The MacBook’s keyboard sucks, so use this mechanical keyboard instead

Mechanical keyboards are for gamers, right? These days, you’d be hard-pressed to find one without flashing lights, massive palm rests, and programmable buttons. But what if you just want the best possible typing experience without all the glitz and glam of a gaming keyboard?

With many laptop keyboards going the way of low-travel, MacBook-like keystrokes, typing purists have found themselves left out in the cold — especially if you happened to be on a Mac. Leave it to a small, startup company to warm us up.

A mechanical keyboard that looks as good as it feels

The Taptek Keyboard is a mechanical keyboard from a company called Vinpok, known for its Apple companion products. The company’s heritage is clear, because it feels ready-made for use with an Apple product. But we aren’t calling it a lookalike. This keyboard has its own unique style, befitting of the niche nature of who this is for. Instead, imagine the Apple keyboard with the keys pulled out from the deck a few millimeters. 

The base panel is made out of a solid chunk of aluminum alloy, topped with chiclet, mechanical keys. It’s a compact design, wasting not a single millimeter of space, whether in the layout itself or in the deck. Vinpok calls it the “thinnest wireless mechanical keyboard,” sitting just high enough to allow the three millimeters of travel. That’s not as much as a gaming keyboard like the Razer BlackWidow Chroma, but it’s twice the amount of a standard laptop keyboard. 

If you’ve never used a mechanical keyboard before, the depth of the travel is guaranteed to throw you off at first. It feels (and sounds) fundamentally unlike a conventional keyboard. But after a day of using a keyboard like this, you’ll be typing faster and cleaner than ever. Vinpok developed its own switches in-house, though the company says the typing experience is similar to standard Cherry MX switches.

For Mac, the layout is nearly perfect. The Function, Control, Option, and Command keys are all in the right places.

The black keys are individually backlit, and even have a number of different preset effects. It’s an interesting choice for a product made explicitly as a non-gaming peripheral — but hey, why not? The twenty lighting patterns are fun to try out, but you can always default to a nice, simple blue, or roll with no backlighting at all. The keyboard even comes with an impressive five levels of keyboard brightness.

Everything including the sound, color, and tactile feedback make typing downright enjoyable, even if you’re just writing up an email or business report. 

Built with MacOS in mind

The Taptek keyboard works with iOS, MacOS, Windows, and even Android devices. For Mac, the layout is nearly perfect. The Function, Control, Option, and Command keys are all in the right places, and the key commands work flawlessly.

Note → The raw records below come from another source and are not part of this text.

PR #11162, opened 2026-05-18
Add orchestration telemetry events

advait-m:
Loom: https://www.loom.com/share/9dc498c4adae4fd39bc9b0183b57575a
Resolves: https://linear.app/warpdotdev/issue/QUALITY-683/do-a-telemetry-pass-on-client-server

## Description

Adds client-side telemetry to instrument every orchestration entry point and the run-wide config / pill-bar interactions that follow. Prior to this change, the only orchestration telemetry on the client was `AgentMode.Orchestration.TeamAgentCommunicationFailed` (error path only); we had no visibility into how often users entered orchestration, which surface they entered from, how they edited the configs, or how they used the pill bar. Server-side `AgentMode.OrchestrateOutcome` told us *that* the launched config diverged from the tool call, but not *which* fields, and there was no analog of `is_planning_query` for `/orchestrate` queries.

This PR is the **client** half. The **server** half is up at warpdotdev/warp-server#11236 — it adds `is_orchestrate_query` everywhere, the launched config fingerprint on `OrchestrateOutcome`, and `parent_execution_location` on `StartAgentInvocation`. The pair gives us closed-enum, UGC-free coverage across every orchestration surface.

> Note: an earlier revision of this PR pair routed agent-driven config-creation telemetry through a server-side `CreateConfigInvocation` event. That event has been removed in favor of the client-side `AgentMode.Orchestration.AgentProposedConfig` event described below, so all plan-card telemetry is co-located client-side.

### Design principles

- **Metadata-only.** Every new payload is enums, IDs, booleans, and counts. No prompts, summaries, agent names, environment names, worker host slugs, or auth-secret labels are ever serialized.
- **Closed enums for free-form values.** `OrchestrationHarnessKind` and `OrchestrationExecutionModeKind` bucket harness strings and execution modes into a closed set so the analytics columns stay low-cardinality even if the server adds a new harness.
- **Idempotent at the surface level.** Each card instance emits at most one `Entered` and one `Decision` event (guarded by `entered_event_emitted` / `decision_event_emitted`) so re-renders don't double-count.
- **No UGC, period.** Free-form fields that are arguably "server-controlled identifiers" (e.g. environment_id) are still collapsed to booleans (`has_environment`, `had_previous`, `now_set`) to avoid leaking workspace topology through analytics.

### New events

All variants live on `BlocklistOrchestrationTelemetryEvent` in `app/src/ai/blocklist/telemetry.rs`.

#### `AgentMode.Orchestration.PlanConfigApprovalToggled`
Fires from `OrchestrationConfigBlockView::handle_action` when the user toggles the **Use orchestration** switch on a plan card. The user-driven counterpart to `AgentProposedConfig` (below), which captures agent-driven config snapshots.

| Field | Type | Notes |
| --- | --- | --- |
| `conversation_id` | id | |
| `plan_id` | optional string | omitted when empty |
| `status` | `approved \| disapproved` | state after the toggle |
| `execution_mode` | `local \| remote` | |
| `harness` | `oz \| claude_code \| codex \| open_code \| gemini \| unknown` | |
| `has_model`, `has_environment`, `has_worker_host`, `has_auth_secret` | bool | presence-only |

#### `AgentMode.Orchestration.Entered`
Fires once per orchestration entry, attributing the source. Two call sites:

- **`BlocklistAIController::send_query`** — when the extracted `UserQueryMode == Orchestrate` (slash command). Emits with `entry_source = slash_command_orchestrate`.
- **`RunAgentsCardView::try_auto_launch_on_stream_complete`** — once per card instance when the card is actually rendered (i.e. *not* in the auto-launched path). Emits with `entry_source = run_agents_card_shown`.

Plan-card entry is intentionally not a variant here: it's covered by `AgentProposedConfig` (agent surfaced a snapshot) plus `PlanConfigApprovalToggled` (user committed via the toggle), both already in this PR.

| Field | Type |
| --- | --- |
| `conversation_id` | id |
| `plan_id` | optional string |
| `entry_source` | `slash_command_orchestrate \| run_agents_card_shown` |

#### `AgentMode.Orchestration.RunAgentsCardDecision`
Fires once per `RunAgentsCardView` instance on **Accept**, **Accept without orchestration**, or **Reject** (guarded by `decision_event_emitted`).

| Field | Type | Notes |
| --- | --- | --- |
| `conversation_id`, `plan_id` | id / optional string | |
| `decision` | `accept \| accept_without_orchestration \| reject` | |
| `agent_count` | usize | |
| `harness`, `execution_mode` | enums above | |
| `modified_fields_from_tool_call` | `Vec<&'static str>` | names of run-wide fields that diverged from the LLM's original `RunAgentsRequest`. Values are stable identifiers in `orchestration_modified_field::{MODEL_ID, HARNESS, EXECUTION_MODE, ENVIRONMENT_ID, WORKER_HOST, AUTH_SECRET}` — the same strings the server's `RunAgentsOutcome.modified_fields` (`RunAgentsModifiedField*` in the server PR) uses so the two streams join 1:1. |
| `modified_fields_from_active_config` | `Vec<&'static str>` | same shape, compared against the approved orchestration config snapshot when one exists. Empty when no approved config exists or the dispatched config matches. |
| `had_active_config`, `active_config_status` | bool / optional `approved \| disapproved` | |

This event answers questions like:
- *How often do users accept orchestration as the LLM proposed it vs. tweak the config first?*
- *Which fields do users most commonly edit before accepting?*
- *How often do users hit "Accept without orchestration" to opt out of an approved plan?*

To compute the per-edit diff we snapshot `original_tool_call_request` on every `update_request` call (so it always reflects the final streamed request) and diff against `state.orch` at decision time. See `diverged_orch_fields` / `diverged_orch_fields_against_config` in `run_agents_card_view.rs`.

#### `AgentMode.Orchestration.AgentProposedConfig`
Fires once per `OrchestrationConfigBlockView` instance when an agent-authored `OrchestrationConfigSnapshot` first becomes visible to the user on a plan card. Replaces the server-side `CreateConfigInvocation` event so all plan-card telemetry sits on the client. Server-only fields from the earlier design (`validation_outcome`, `request_id`, `tool_call_id`, `task_id`, `orchestration_version`, `is_planning_query`, `is_orchestrate_query`) are dropped — they require plumbing the client doesn't naturally have, and invalid configs never surface to the client anyway (no snapshot is produced).

| Field | Type | Notes |
| --- | --- | --- |
| `conversation_id` | id | |
| `plan_id` | optional string | omitted when empty |
| `harness` | `oz \| claude_code \| codex \| open_code \| gemini \| unknown` | |
| `execution_mode` | `local \| remote` | |
| `has_model`, `has_environment`, `has_worker_host` | bool | presence-only |

#### `AgentMode.Orchestration.PillBarInteraction`
Fires from `OrchestrationPillBar::handle_action` via `emit_pill_bar_interaction`. Captures every meaningful pill-bar interaction; hover events are intentionally not tracked.

| Field | Type | Notes |
| --- | --- | --- |
| `action` | enum | `switch \| open_in_new_pane \| open_in_new_tab \| focus_opened_conversation \| stop \| kill \| toggle_pin_on \| toggle_pin_off \| open_menu`. `switch` covers all pill-body clicks (slice by `switch_outcome`); `focus_opened_conversation` is reserved for the menu-driven "Focus pane" gesture. |
| `pill_kind` | `orchestrator \| child` | |
| `total_pills`, `total_pinned` | usize | resolved from the current `pill_specs` at emit time |
| `source_conversation_id` | id | the orchestrator at the root of this bar |
| `target_conversation_id` | id | the pill being acted on |
| `switch_outcome` | optional `switched_in_place \| focused_existing_pane` | present only when `action = switch`; closed enum so future outcomes don't require a new action variant |

To make `Switch` (pill click) telemeterable, the body click handler now routes through a new `OrchestrationPillBarAction::PillClicked { conversation_id, pill_kind }` rather than dispatching the navigation `TerminalAction` directly from the click closure. `handle_action` emits the telemetry, then reproduces the original "focus opened pane vs. switch in place" logic. Net behavior is unchanged.

All body clicks always emit a single `switch` event, with `switch_outcome` capturing the resulting navigation — "how often do users click pills?" is `WHERE action = 'switch'`, no UNION needed. The menu-driven "Focus pane" gesture stays its own `focus_opened_conversation` event so the two user intents remain separable. The shared focus-existing-pane navigation lives in a private `navigate_to_owner_pane` helper reused by both code paths.

No labels (which can be user/agent-generated agent names) are ever sent.

### Pre-existing telemetry that stays as-is

- `AgentMode.Orchestration.TeamAgentCommunicationFailed` — unchanged. Still the only client-side error-path telemetry.

### Cross-side coverage map

| Surface | Action | Where it's tracked |
| --- | --- | --- |
| Plan card | Agent calls `create_orchestration_config` | **Client** (this PR) — `AgentProposedConfig` (fires when the snapshot first becomes visible) |
| Plan card | User edits / toggles approval | **Client** (this PR) — `PlanConfigApprovalToggled` |
| run_agents card | Tool call lands & is decided | **Server** — `OrchestrateOutcome` (this PR's paired server change adds launched fingerprint + `is_orchestrate_query`) |
| run_agents card | Card rendered | **Client** (this PR) — `Entered { entry_source: run_agents_card_shown }` |
| run_agents card | User accepts / rejects | **Client** (this PR) — `RunAgentsCardDecision` |
| /orchestrate slash | User submits | **Client** (this PR) — `Entered { entry_source: slash_command_orchestrate }` |
| /orchestrate downstream | Tool calls inherit attribution | **Server** — `is_orchestrate_query` now present on `OrchestrateOutcome` and `StartAgentInvocation` |
| Pill bar | User navigates between agents | **Client** (this PR) — `PillBarInteraction` |
| start_agent | Lead invokes single-agent | **Server** — `StartAgentInvocation` (paired PR adds `parent_execution_location` + `is_orchestrate_query`) |

### Companion server PR

warpdotdev/warp-server#11236 — additive, can ship independently in either order.


app/src/ai/document/orchestration_config_block.rs
```diff
@@ -560,10 +582,28 @@ impl TypedActionView for OrchestrationConfigBlockView {
...
+                } else {
+                    OrchestrationApprovalStatus::Disapproved
+                };
+                self.emit_plan_config_approval_toggled(previous_status, new_status, ctx);
+                // Treat the off→on transition as the moment the user
+                // committed to using orchestration via the plan card.
+                if matches!(previous_status, OrchestrationApprovalStatus::Disapproved)
+                    && matches!(new_status, OrchestrationApprovalStatus::Approved)
+                {
+                    self.emit_orchestration_entered(ctx);
```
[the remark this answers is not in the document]
advait-m: fixed

app/src/ai/blocklist/agent_view/orchestration_pill_bar.rs
```diff
@@ -706,11 +819,57 @@ impl TypedActionView for OrchestrationPillBar {
...
                 OrchestrationPillBarModel::handle(ctx).update(ctx, |model, ctx| {
                     model.toggle_pin(id, ctx);
                 });
             }
+            OrchestrationPillBarAction::PillClicked {
+                conversation_id,
+                pill_kind,
+            } => {
+                let id = *conversation_id;
+                self.emit_pill_bar_interaction(
```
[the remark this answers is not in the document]
advait-m: fixed

advait-m:
Spoke w Daniel on slack wrt these PRs - moving `AgentMode.Orchestration.CreateConfigInvocation` over to client-side to have it alongside other plan card telemetry :+1:

app/src/ai/blocklist/telemetry.rs
```diff
@@ -58,6 +63,190 @@ pub(crate) struct TeamAgentCommunicationFailedEvent {
...
+    pub const WORKER_HOST: &str = "worker_host";
+    pub const AUTH_SECRET: &str = "auth_secret";
+}
+
+#[derive(Debug, Serialize)]
+pub(crate) struct PlanConfigApprovalToggledEvent {
+    pub conversation_id: AIConversationId,
+    #[serde(skip_serializing_if = "Option::is_none")]
+    pub plan_id: Option<String>,
+    pub previous_status: OrchestrationApprovalStatus,
```
danielpeng2: nit: is this redundant? unless you expect there will be more states to track other than `approved` / `disapproved` in the future.

app/src/ai/blocklist/telemetry.rs
```diff
@@ -58,6 +63,190 @@ pub(crate) struct TeamAgentCommunicationFailedEvent {
...
+}
+
+/// Surface that first introduced orchestration into a conversation.
+#[derive(Clone, Copy, Debug, Serialize)]
+#[serde(rename_all = "snake_case")]
+pub(crate) enum OrchestrationEntrySource {
+    /// `/orchestrate` slash-command mode on a user query.
+    SlashCommandOrchestrate,
+    /// Plan-card `Use orchestration` switch toggled to approved.
+    PlanCardApproved,
```
danielpeng2: Is `PlanCardApproved` the right event to track here? What if the user toggles the state to `disapproved` then back to `approved`, would we track an `Entered` event again?

Feels like here we'd want to track the plan card being shown (basically the `AgentProposedConfig` event we're also adding).

app/src/ai/blocklist/agent_view/orchestration_pill_bar.rs
```diff
@@ -706,11 +810,57 @@ impl TypedActionView for OrchestrationPillBar {
...
+                let is_open_elsewhere =
+                    is_conversation_open_in_other_visible_view(id, self_terminal_view_id, ctx);
+                if is_open_elsewhere {
+                    // FocusOpenedConversation's handler emits its own
+                    // telemetry; skip the Switch event so one click =
+                    // one event.
+                    ctx.dispatch_typed_action(
+                        &OrchestrationPillBarAction::FocusOpenedConversation(id),
+                    );
+                } else {
```
danielpeng2, line 965: thoughts on whether this makes the telemetry harder to work with? might not be clear that to track all switches, we have to join `FocusOpenedConversation` and the `Switch` events

danielpeng2 (approved):
approving to unblock. my main question is around the right places to track in the `Entered` event.

app/src/ai/blocklist/telemetry.rs
advait-m: yeah, this was mostly from that angle but agree we can just remove for now.

removing.

app/src/ai/blocklist/agent_view/orchestration_pill_bar.rs
advait-m: yeah, I originally did have it emitting both but Oz comment made me consider switching it to this 😅. I agree emitting both makes telem easier to query tho.

Let me actually simplify this and make `switch` have `switched_in_place`, `focused_existing_pane` as an enum field (only 2 for now, but in case we need to add more in the future - and enum is a bit easier to understand than a bool here). This better matches semantically too.

Note that this does require some logic to be extracted out to a helper function (for `navigate_to_owner_pane`) - doing that now.

app/src/ai/blocklist/telemetry.rs
advait-m: so I think what you're saying should be covered by the bool we're tracking already
```
                // First off→on is the plan-card entry point; later
                // re-toggles don't re-fire (matches RunAgentsCardView).
                if !was_approved && self.is_approved && !self.entered_event_emitted {
                    self.entered_event_emitted = true;
                    self.emit_orchestration_entered(ctx);
                }
```

re the second piece - hmm, yeah now that we moved that over to client there's a decent bit of overlap there. 

This enum is already a bit mixed wrt agent-driven vs user-driven (orchestrate slash command is user-driven, run agents card could be either kinda depending on how strongly the user prompted it)

Anyhow, I think it's reasonable to replace this with `AgentProposedConfig` (a bit different, and will have a lot more events, but has overlap). Working on that change.

advait-m: though yeah, not sure if putting that under `OrchestrationEntrySource` makes much sense 🤔 - perhaps just dropping this enum variant now that we have the other event client-side is fine. Did that.

PR #11172, opened 2026-05-18
Persist killed child agents and rename Kill→Delete after terminal state

advait-m:
Loom: https://www.loom.com/share/45edb8dbfdad48409c63e1dd4396916c
Fixes https://linear.app/warpdotdev/issue/QUALITY-669/ensure-killing-persist-across-app-restarts

## Description

Two small fixes to the orchestration pill bar's child-agent menu.

**1. Killing a child agent is now durable across app restarts.**

**2. "Kill agent" → "Delete agent" once the agent has reached a
terminal state.**

Stop is unchanged. Orchestrator pills are unaffected.

### Heads-up on widened semantics

- **Cloud delete is now unconditional for Kill.** This should match semantic intent + we don't want this in cloud convos.
  - Archive is a different action, we can follow up on adding this later (the current semantics map to removal/deletion only)

## Testing

- `cargo fmt` clean.
- `cargo clippy --workspace --all-targets --all-features --tests -- -D warnings` clean.

### DIFF
--- a/app/src/ai/blocklist/agent_view/orchestration_pill_bar.rs
+++ b/app/src/ai/blocklist/agent_view/orchestration_pill_bar.rs
@@ -429,16 +429,17 @@ impl OrchestrationPillBar {
                 ),
             ]
         };
-        // Stop is shown only while in progress; Kill becomes Delete once
-        // the agent has reached a terminal state. Blocked is treated as
-        // non-terminal (still mid-flight, waiting on user input).
+        // Stop is shown only while the agent is in progress; Kill becomes
+        // Delete once the agent's run has finished (Success / Error /
+        // Cancelled). Blocked is treated as not-yet-finished (the agent
+        // is still mid-flight, waiting on user input).
         let conversation_status = BlocklistAIHistoryModel::as_ref(ctx)
             .conversation(&conversation_id)
             .map(|conversation| conversation.status().clone());
         let is_in_progress = conversation_status
             .as_ref()
             .is_some_and(|status| status.is_in_progress());
-        let is_terminal = conversation_status
+        let is_in_finished_state = conversation_status
             .as_ref()
             .is_some_and(|status| status.is_done());
         items.push(MenuItem::Separator);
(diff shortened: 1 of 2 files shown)


app/src/ai/blocklist/agent_view/orchestration_pill_bar.rs
```diff
@@ -429,9 +429,18 @@ impl OrchestrationPillBar {
...
+        // the agent has reached a terminal state. Blocked is treated as
+        // non-terminal (still mid-flight, waiting on user input).
+        let conversation_status = BlocklistAIHistoryModel::as_ref(ctx)
             .conversation(&conversation_id)
-            .is_some_and(|conversation| conversation.status().is_in_progress());
+            .map(|conversation| conversation.status().clone());
+        let is_in_progress = conversation_status
+            .as_ref()
+            .is_some_and(|status| status.is_in_progress());
+        let is_terminal = conversation_status
```
danielpeng2: nit: `is_terminal` is an overloaded term for us, might be clearer if we named this something else, maybe `is_done`?

danielpeng2 (approved):

app/src/ai/blocklist/agent_view/orchestration_pill_bar.rs
advait-m: haha yes I agree

hm - done is a bit weird since it implies an agent state too

maybe a lot more verbose and do `is_in_terminal_agent_state` or similar

advait-m: i.e. `Done` is a successfully done agent for us

advait-m: im doing `is_in_finished_state`

advait-m: oh yeah, the prior helper is a bit misleading with `is_done`, but that's fine

PR #11181, opened 2026-05-18
Fix stale dependency definitions causing unnecessary rebuilds.

vorporeal:
## Description

Noticed that `cargo check -p warp` wasn't taking advantage of the cache for all crates, even when I hadn't modified any files.

Asked agent mode, and it found two stale dependencies between crates in our workspace.  I cleaned these up, and it fixed the issue.  (One of them was a test-only dependency, but we didn't even really need the dependency at all, so I cleaned it up.)

### DIFF
--- a/Cargo.lock
+++ b/Cargo.lock
@@ -562,7 +562,6 @@ dependencies = [
  "tower-http",
  "tracing",
  "tracing-subscriber",
- "warp_cli",
  "win32job",
 ]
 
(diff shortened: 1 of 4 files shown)


vorporeal:
* **#11181** <a href="https://app.graphite.com/github/pr/warpdotdev/warp/11181?utm_source=stack-comment-icon" target="_blank">Graphite</a> 👈 <a href="https://app.graphite.com/github/pr/warpdotdev/warp/11181?utm_source=stack-comment-view-in-graphite" target="_blank">(View in Graphite)</a>
* `master`


<h2></h2>

bnavetta (approved):

PR #11187, opened 2026-05-18
Fix agent dropdown rendering in new API key modal

bnavetta:
## Description

This fixes a rendering bug in the API key creation modal. The modal content was showing through the dropdown to select which agent the key is for.

The problem was that the agent dropdown menu renders as an overlay, but the modal is already an overlay. As a result, other modal content wouldn't render fully below the dropdown - rendering instead depends on the order that the UI framework processes elements in. Here, it would paint the collapsed exipry selector dropdown on top of the opened agent dropdown menu.

This category of bugs has been a longstanding issue with the UI framework's z-index handling. As a workaround for now, we can:
1. Reserve space in the modal for the agent dropdown
2. Render the dropdown in a new `Stack` as an overlay that's painted after the other modal contents

## Testing

### Screenshots / Videos
Screenshot 2026-05-20 at 1 41 35 AM

## Agent Mode


jasonkeung (approved):
lgtm after changing the width

PR #12257, opened 2026-06-05
Support multi tab selection actions for horizontal tabs

johnturcoo:
## Description
Adds shift-click range selection, cmd-click multi tab select, and the multi-tab right-click menu (create group from tabs, move to group, remove from group) to the horizontal tab bar. Clicking a tab while holding shift selects every tab between the currently active tab and the clicked tab, and renders an accent highlight on the selected range. Clicking a tab while holding command individually selects that tab and renders the same highlight. Right-clicking a tab that's part of a multi-tab selection opens the multi-tab menu. Plain clicks (or drags) clear the selection.

Follow up to [this PR](https://github.com/warpdotdev/warp/pull/12229)

This brings the horizontal tab bar to feature parity with the multi-select + group actions already available on the vertical tabs panel. Everything is gated behind the tab grouping feature flag, so behavior remains unchanged when it is off.

## How it works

If you happen to have a Touch Bar on your MacBook Pro that you don’t like, you’ll be happy to return to the physical row of function keys, as well.

Vinpok Taptek Keyboard Impressions
Riley Young/Digital Trends

It’s less intuitive on Windows, however. The flipped locations of the function and control keys makes reflexive key commands a hassle to re-learn. Switching these would’ve been an easy fix (and wouldn’t have affected Mac users much), but Vinpok chose to stay true to the Apple layout. It’s obvious what platform the keyboard was made for.

There’s also one problem with the layout, regardless of what platform you use. The placement of the up arrow key. Instead of shrinking it down (like on many laptop keyboards), Vinpok inserted it between the Shift key and the question mark. We found ourselves constantly hitting the up arrow instead of shift, causing more than a few typos in Slack messages.

The Taptek can be connected via Bluetooth or wired micro-USB, and both work great.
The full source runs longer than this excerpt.